(Stored data entries)
————————

PR #553, opened 2024-03-09
[GEN-1067] add functionality to warn for identical ref and tsa2

danlu1:
Purpose: 
This PR includes changes in `_check_tsa1_tsa2` function of `maf.py` to throw errors (column level and row level) when REFERENCE_ALLELE is equal to TUMOR_SEQ_ALLELE2. 

Test:
1. Unit tests are included. 
2. Updated  [GOLD center file](https://www.synapse.org/#!Synapse:syn52955202) and [Test center file](https://www.synapse.org/#!Synapse:syn51611938) and ran validation locally and on ec2 instance.

### DIFF
--- a/genie_registry/maf.py
+++ b/genie_registry/maf.py
@@ -29,9 +29,18 @@ def _check_tsa1_tsa2(df):
                 "All values in TUMOR_SEQ_ALLELE1 must match all values in "
                 "REFERENCE_ALLELE or all values in TUMOR_SEQ_ALLELE2.\n"
             )
-    if tsa2_col_exist and ref_col_exist and not df.query('REFERENCE_ALLELE == TUMOR_SEQ_ALLELE2').empty:
-        error =(f"{error}REFERENCE_ALLELE should not equal to TUMOR_SEQ_ALLELE2. Please check row: {', '.join(str(e+1) for e in df.query('REFERENCE_ALLELE == TUMOR_SEQ_ALLELE2').index.values)}.\n")
+    if (
+        tsa2_col_exist
+        and ref_col_exist
+        and not df.query("REFERENCE_ALLELE == TUMOR_SEQ_ALLELE2").empty
+    ):
+        error = (
+            "maf: Contains instances where values in REFERENCE_ALLELE match values in TUMOR_SEQ_ALLELE2. "
+            "This is invalid. Please correct."
+        )
+        row_index = df.query("REFERENCE_ALLELE == TUMOR_SEQ_ALLELE2").index.values
     return error
+
 
 def _check_allele_col(df, col):
     """
--- a/genie_registry/maf.py
+++ b/genie_registry/maf.py
@@ -11,7 +11,7 @@ from genie import process_functions, transform, validate
 logger = logging.getLogger(__name__)
 
 
-def _check_tsa1_tsa2(df):
+def _check_allele_col_validity(df):
     """If maf file has both TSA1 and TSA2,
     TSA1 must equal REF, or TSA1 must equal TSA2, and REF must not equal TSA2
     """
@@ -270,7 +270,7 @@ class maf(FileTypeFormat):
         #             "start with 'chr' or any 'WT' values.\n"
         #         )
 
-        error = _check_tsa1_tsa2(mutationDF)
+        error = _check_allele_col_validity(mutationDF)
         total_error.write(error)
 
         if process_functions.checkColExist(mutationDF, "TUMOR_SAMPLE_BARCODE"):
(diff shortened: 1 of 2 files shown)


genie_registry/maf.py
```diff
@@ -29,6 +29,9 @@ def _check_tsa1_tsa2(df):
                 "All values in TUMOR_SEQ_ALLELE1 must match all values in "
                 "REFERENCE_ALLELE or all values in TUMOR_SEQ_ALLELE2.\n"
             )
+    if tsa2_col_exist and ref_col_exist and not df.query('REFERENCE_ALLELE == TUMOR_SEQ_ALLELE2').empty:
+        error =(f"{error}REFERENCE_ALLELE should not equal to TUMOR_SEQ_ALLELE2. " 
+                f"Please check row: {', '.join(str(e+1) for e in df.query('REFERENCE_ALLELE == TUMOR_SEQ_ALLELE2').index.values)}.\n")
```
rxu17: So I wouldn't add in the row-based validation in the error message yet just because we haven't decided to start implementing and delivering row-based validation for sites as a whole and we would have to talk about the standard for doing that so we are consistent across all validation rules.

Since you already have code for the row-based validation, I would just remove it from the validation message but save it as a variable.

rxu17: Could you update the error message to mirror the structure of the previous error message in this function? Something like:
"maf: Contains instances where values in REFERENCE_ALLELE match values in TUMOR_SEQ_ALLELE2. This is invalid. Please correct."

tests/test_maf.py
```diff
@@ -258,6 +258,39 @@ def test_invalid__check_tsa1_tsa2():
         "REFERENCE_ALLELE or all values in TUMOR_SEQ_ALLELE2.\n"
     )
 
+def test_invalid__check_ref_tsa2():
```
rxu17: Could you add the following test cases (because of the various combos of columns the maf file can have):
- You don't have one or more of the columns required to perform a comparison and you get **no** error messages
- You don't have the `TUMOR_SEQ_ALLELE1` column and you get an error message
- You don't have the `TUMOR_SEQ_ALLELE1` column and you get **no** error message
- You have all three columns and you get **no** error message

rxu17 (commented):
Great first genie PR! I added some comments

rxu17:
Also don't forget to make sure your build is successful, i think there's just some formatting to adjust in your code: `https://github.com/Sage-Bionetworks/Genie/actions/runs/8237606927/job/22526728071?pr=553`

If you have `black` installed, you can just run black on everything using `black .` (which will auto-lint your code) then commit and push the formatting changes.

genie_registry/maf.py
danlu1: Done.

tests/test_maf.py
danlu1: Thanks so much for the comments. QQ: do you mean __tsa2__ in the second bullet point? Since tsa1 is optional, we don't throw an error when it's absent. Also, I think the fourth case has been checked in `test_valid__check_tsa1_tsa2()` already. Do I still need to add a test for it?

rxu17: Ah right, I forgot that there's `test_valid__check_tsa1_tsa2` and `test_invalid__check_tsa1_tsa2`. I wonder then if it might be better to change your function name to `_check_ref_tsa1_tsa2` because you're checking all three. And just add your relevant test cases to `test_valid__check_tsa1_tsa2` and `test_invalid__check_tsa1_tsa2` (and rename the test functions?).

genie_registry/maf.py
```diff
@@ -13,7 +13,7 @@
 
 def _check_tsa1_tsa2(df):
```
rxu17: NIT: Could you change the title of the function  (and the test function name) to be something more informative like `_check_allele_col_relationships`?

tests/test_maf.py
```diff
@@ -241,47 +241,110 @@ def test_error__check_allele_col():
...
+    ids=[
+        "matching_tsa1_tsa2",
+        "matching_tsa1_ref",
+        "invalid_tsa1",
+        "identical_ref_tsa2",
+        "identical_ref_tsa2_missing_tsa1",
+        "valid_ref_tsa2_missing_tsa1",
+        "missing_tsa2_ref",
+        "invalid_tsa1_identical_ref_tsa2",
+    ],
```
rxu17, line 358: Could you add a test case where we have NAs just to make sure the code doesn't break with NAs
- one test case of df with ref and tsa2 and tsa1 columns with NAs sprinkled in

rxu17 (approved):
Looks great, thanks for implementing the changes. Going to pre-approve! Just a couple more comments.

genie_registry/maf.py
danlu1: Updated function name to `_check_allele_col_validity`

tests/test_maf.py
danlu1: Sure. On it.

————————

Return each line from the data where the string "Contains" can be found.

(Answer for the task):
+            "maf: Contains instances where values in REFERENCE_ALLELE match values in TUMOR_SEQ_ALLELE2. "
"maf: Contains instances where values in REFERENCE_ALLELE match values in TUMOR_SEQ_ALLELE2. This is invalid. Please correct."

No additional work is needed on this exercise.